THE RELATIVE CONTRIBUTIONS OF VISION AND PROPRIOCEPTION TO JOINT ANGLE ESTIMATION AND MOTOR PLANNING 

Samuel J. Sober and Philip N. Sabes

Dept. of Physiology, University of California, San Francisco, San Francisco, CA,  94143, U.S.A.

Visually guided reaching tasks require that an experimental subject combine visual information about a target's location in space with visual as well as proprioceptive information concerning the location and state of the reaching limb. We have investigated the relative contributions of vision and proprioception to subjects' estimates of the intrinsic state (joint angles) of their reaching arm. Our task consisted of a sequence of center-out reaches performed with neither online visual feedback nor knowledge of the reach's accuracy. Three blocks of center-out reaches were performed when the subject received normal visual feedback prior to the movement as well as feedback that had been visually displaced (prism shifted) in two opposite directions by means of a virtual reality environment.
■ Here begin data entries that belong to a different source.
PR #638, opened 2020-01-14
Use Dup2 from golang.org/x/sys/unix

tklauser:
x/sys/unix provides Dup2 on all unix GOOS/GOARCH variants. The ones for
e.g. linux/arm64 or linux/riscv64 just wrap Dup3 as this package
currently does with syscallDup. Thus, use Dup2 from x/sys/unix to
simplify the implementation in this package.


blgm:
Thank you @tklauser!

PR #642, opened 2020-02-07
skip race detector test on unsupported platform

zhsj:


blgm:
Thank you @zhsj! It's a shame that there isn't a function in the standard library that can be used. I think this is a pragmatic solution.

PR #645, opened 2020-02-14
check if a spec is run before returning SpecSummary

p0lyn0mial:
This pull prevents a null pointer exception by checking if a spec is run before returning its summary. 

The issue might occur when someone simply executes `ginkgo.CurrentGinkgoTestDescription()`


blgm:
Looks good.  Thank you @p0lyn0mial!

PR #663, opened 2020-04-11
fix typo succesful -> successful

the-gigi:
Just a little typo across multiple files.

See: 

https://whichiscorrect.com/successful-or-succesful/

and

https://wikidiff.com/succesful/successful


ansd:
Thanks @the-gigi!

PR #686, opened 2020-06-06
Fix integration tests to stop require GOPATH

alex-slynko:
This still requires gomega and some version of ginkgo in GOPATH.


blgm:
Thank you @alex-slynko

Issue #688, opened 2020-06-08
Dumping table rows parameter in the report


fedepaol:
Hi there, we have a matrix - generated suite of tests, which end up as different table rows of a table.
What we would like to do is to have the different parameters dumped in the test output, shall it be the one on standard output or the junit report.

What is the suggested way to have such behaviour? Is dumping the parameters in the entry description the only way? 
Would it make sense to (optionally) dump out the parameters in case of table tests? After all, the parameters are part of what's being tested in that particular row. Is this something you would accept as a change?

blgm:
Hi @fedepaol. I'm assuming that you're talking about `DescribeTable()`. Here are some ways that people commonly log more details about their test:

- [`GinkgoWriter`](http://onsi.github.io/ginkgo/#logging-output)
- [`By()`](http://onsi.github.io/ginkgo/#documenting-complex-its-by)
- If you are using Gomega, you can [annotate assertions](http://onsi.github.io/gomega/#annotating-assertions)

I can see the appeal of always logging the parameters in a `DescribeTable()`, but I also see some cases where it might be hard to format them. For instance if testing subtle differences in large structs it could be hard to see what's different. If an input parameter is a function then what would you log? My initial reaction is that Ginkgo should give test writers the ability to easily log whatever they like, and should not make assumptions about what a test will want to log. However I am open to being persuaded otherwise.

fedepaol:
Thanks @blgm for replying. Yes, I am talking about `DescribeTable` and the various `Entry` parameters.

Our need is to be able to dump the parameters in some way, because they are part of the single row description. We may even want to focus / skip some of them.
We started using GinkgoWriter, but the solution we came with felt a bit clunky because of the mandatory lines we needed to add to the tests (plus, by doing that we can't use the parameters for skipping / focusing only on some tests), hence the request for discussion.

On one side, the points you are making make a lot of sense (func parameters, structs to big to log), on the other hand it still feels that something is missing because a given parameter is still describing the specific test that entry is referring to.
When a test fail, I would like to know which parameters it failed with, and there's currently no "native way" if not injecting them in the entry description when I create the entries.
But if you think there can't be an (even optional) way to change that, I'll live with it :-)

Thanks for the help

blgm:
I think it's always worth having a discussion.

[...]

PR #689, opened 2020-06-08
Add a version of table.Entry that allows dumping the entry parameters.

fedepaol:
Sometimes, it's useful to have the parameters of a given table entry as part of the description of the It counterpart.
To achieve that, we add a new family of Entry constructor that accept a function instead of the description as a string.
That function needs to be implemented by the client of the library, and it's called with the list of arguments and returns a string that will be used as description of the given entry.

This was discussed in https://github.com/onsi/ginkgo/issues/688

I am not totally happy with the naming, but I guess keeping it short-ish has a value here.

### DIFF
--- a/extensions/table/table.go
+++ b/extensions/table/table.go
@@ -42,6 +42,25 @@ Under the hood, `DescribeTable` simply generates a new Ginkgo `Describe`.  Each 
 It's important to understand that the `Describe`s and `It`s are generated at evaluation time (i.e. when Ginkgo constructs the tree of tests and before the tests run).
 
 Individual Entries can be focused (with FEntry) or marked pending (with PEntry or XEntry).  In addition, the entire table can be focused or marked pending with FDescribeTable and PDescribeTable/XDescribeTable.
+
+A description function can be passed to Entry in place of the description. The function is then fed with the entry parameters to generate the description of the It corresponding to that particular Entry.
+
+For example:
+
+	describe := func(desc string) func(int, int, bool) string {
+		return func(x, y int, expected bool) string {
+			return fmt.Sprintf("%s x=%d y=%d expected:%t", desc, x, y, expected)
+		}
+	}
+
+	DescribeTable("a simple table",
+		func(x int, y int, expected bool) {
+			Ω(x > y).Should(Equal(expected))
+		},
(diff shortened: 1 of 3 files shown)


onsi:
Thanks @fedepaol - this is in the right direction but now I'm realizing why we might actually want to use some magic.  The current implementation is not symmetric with the existing implementation of `DescribeTable`.  Specifically, the function passed to `DescribeTable` has a signature that describes the inputs of the test (e.g. from the test you've added: `func(x int, y int, expected bool)` however the function passed to `DEntry` will be forced to have a less descriptive signature: `func(params []interface{}) string` that will force the user to refer to the parameters by by index instead of by name.

So I think we actually want `DEntry` to take `interface{}` (just like `DescribeTable` does) and allow the user to pass a function that more closely parallels their `DescribeTable` function.

At that point one could argue that we don't need `DEntry` and can just go with having `Entry` do the right thing depending on the type of input it has... but I don't feel too strongly about that.

WDYT?

fedepaol:
The new version is a bit more complex on code, but I do agree, it looks a bit cleaner on client site.
Please take a look.

onsi:
This looks great, @fedepaol - I think all it needs now is to be documented (inline in the comments, but also on the `gh-pages` branch here: https://github.com/onsi/ginkgo/blob/gh-pages/index.md#table-driven-tests )

If you're up for adding some documentation let me know.  Otherwise, I'll pull this in and document it myself.

fedepaol:
> This looks great, @fedepaol - I think all it needs now is to be documented (inline in the comments, but also on the `gh-pages` branch here: https://github.com/onsi/ginkgo/blob/gh-pages/index.md#table-driven-tests )
> 
> If you're up for adding some documentation let me know. Otherwise, I'll pull this in and document it myself.

Sure, I'll do! TBH, it was pretty late yesterday and I wasn't able to find the docs :P

fedepaol:
@onsi done! Feel free to correct it.

onsi:
Looks great!  I’ll merge these in when i get to my desk.

fedepaol:
Thanks! When do you expect this to be available as a tag?

onsi:
I expect in the next couple of days or so

PR #692, opened 2020-06-16
Add `ResetGlobal` function

nogates:
Hello! First of all, thank you for this amazing project!! ❤️ 

We are currently using Ginkgo to dynamically generate some tests (depending on some configuration) and it works great. However, we are having some troubles to test different scenarios where different `describe` or `context` groups will be created. Since ginkgo stores everything under one global `Suite` struct and there is currently no way to reset that variable, it's very hard for us to test this logic (we are testing the tester, I know! :) 

In this PR, I am adding a `ResetGlobals` function that is exposed as part of the ginkgo DSL, which just resets the globals variables to the original state, and I wanted to get some feedback before spending more time adding tests (I was going to open an Issue first, but given that little amount of code that's needed to show how this could be implemented, I decided to went ahead and open a PR instead, I hope this is ok!)

What do you think about this? Do you think we should do this in a different way? 

Thank you!

### DIFF
--- a/extensions/globals/globals.go
+++ b/extensions/globals/globals.go
@@ -1,0 +1,26 @@
+// Package `globals` provides an interface to alter the global state of ginkgo suite.
+//
+// ginkgo currently registers a few singleton global vars that hold all the
+// test blocks and failure management. These vars are global per package, which means
+// that only one Suite definition can coexist in one package.
+//
+// However, there can be some use cases where applications using ginkgo may want to
+// have a bit more control about this. For instance, a package may be using ginkgo
+// to dynamically generate different tests and groups depending on some configuration.
+// In this particular case, if the application wants to test how these different groups
+// are generated, they will need access to change these global variables, so they
+// can re-generate this global state, and ensure that different configuration generate
+// indeed different tests.
+//
+// Note that this package is not intended to be used as part of normal ginkgo setups, and
+// usually, you will never need to worry about the global state of ginkgo
+package globals
+
+import "github.com/onsi/ginkgo/internal/global"
+
+// Reset calls `global.InitializeGlobals()` which will basically create a new instance
+// of Suite, and therefore, will effectively reset the global variables to the init state.
+// This will effectively remove all groups, tests and blocks that were added to the Suite.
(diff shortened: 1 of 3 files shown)


onsi:
Thanks @nogates - and cool use case you have going :)

I can't think of an alternative approach.  My only hesitation is including `ResetGlobals` in the top-level Ginkgo DSL.  I think, as an alternative, this could go in the `extensions` folder as a new standalone package that simply exposes `ResetGlobals`.    We should think about what to call that package - any suggestions?

nogates:
Hey @onsi ! Thanks for the quick reply :) 

> I can't think of an alternative approach. My only hesitation is including `ResetGlobals` in the top-level Ginkgo DSL. I think, as an alternative, this could go in the `extensions` folder as a new standalone package that simply exposes `ResetGlobals`.

Yeah, that could work! Happy to move it there!

> We should think about what to call that package - any suggestions?

well, I think `globals` (as in `globals.Reset()`), is the most descriptive one... I can't think in any other name that would be more accurate and less generic 😬

onsi:
> well, I think globals (as in globals.Reset()), is the most descriptive one... I can't think in any other name that would be more accurate and less generic 😬

Fair enough - would you be up for adding documentation explaining the original use-case?  Within the context of an actual test suite running `globals.Reset()` would be no bueno - so we want to make sure folks understand that this is intended for meta testing.

nogates:
> Fair enough - would you be up for adding documentation explaining the original use-case? Within the context of an actual test suite running `globals.Reset()` would be no bueno - so we want to make sure folks understand that this is intended for meta testing.

Definitely! I forced pushed the branch and moved the `ResetGlobals` to the `extensions/globals#Reset` package as discussed! 

Also, I added a long description to the beginning of that package explaining what is the purpose of it, and I did emphasize this functionality is not intended for normal ginkgo setups.

Let me know if all of this makes sense! Thanks a lot for the time reviewing this @onsi ! 🙇

onsi:
Great!  lgtm!

nogates:
Thank you!

PR #721, opened 2020-09-23
correct handling windows backslash in import path

bakito:
When using the generate command in windows with go mod enabled modules, the import in the generated test file is generated with windows backslash instead of forward slash.

This PR corrects and replaces the backslash into a forward slash to make the import path valid.


onsi:
lgtm thanks!

PR #726, opened 2020-10-01
Adding support for PPC64LE

ezeeyahoo:
Hi,

I have added PPC64LE to arch: to enable support for it, request you to review it.

Thanks


williammartin:
It doesn't seem like this is really wanted, and we don't use Travis anymore, so I'm going to close this and if anyone complains we can revisit.

PR #110, opened 2017-06-16
use unique_ptr for hipMalloc and malloc

amcamd:
use unique_ptr to avoid memory leak. The changes convert existing code to use unique_ptr

### DIFF
--- a/library/src/blas1/rocblas_amax.cpp
+++ b/library/src/blas1/rocblas_amax.cpp
@@ -204,21 +204,19 @@ rocblas_amax_template(rocblas_handle handle,
 
     rocblas_status status;
 
-    auto workspace_managed = rocblas_unique_ptr{rocblas::device_malloc(sizeof(T2) * blocks),rocblas::device_free};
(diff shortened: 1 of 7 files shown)


library/src/blas1/rocblas_amax.cpp
```diff
@@ -206,22 +204,26 @@ rocblas_amax_template(rocblas_handle handle,
 
     rocblas_status status;
 
-    T2 *workspace;
-    rocblas_int *workspace_index;
+    auto workspace_managed = rocblas_unique_ptr{rocblas::device_malloc(sizeof(T2) * blocks),rocblas::device_free};
+    T2 *workspace = (T2 *) workspace_managed.get();
```
kknox: I'm pretty sure you can treat an unique_ptr just like a normal pointer, i.e. there is no need to call the .get() method to retrieve the raw pointer.  You should be able to use the ! operator on the unique_ptr and never touch the raw pointer

amcamd: Changed to use ! operator on unique_ptr

PR #121, opened 2017-07-24
improve trsm tests

amcamd:
resolves # swdev-12710

Summary of proposed changes:
- initialize with L from Cholesky factorization of SPD matrix
-  test error and residual using reference trmm in place of reference trsm
-

### DIFF
--- a/clients/common/cblas_interface.cpp
+++ b/clients/common/cblas_interface.cpp
@@ -27,6 +27,11 @@ extern "C" {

These data were analyzed in the context of a model that uses the subjects' initial reach velocity, endpoint, and prism-adaptation state to assess the relative contributions of vision and proprioception to estimating the intrinsic state of the arm and planning the upcoming reach. Our data suggest that when planning a movement vector in extrinsic space, subjects rely on visual rather than proprioceptive data when assessing joint angles and calculating the change in joint angles necessary to execute a visually specified movement.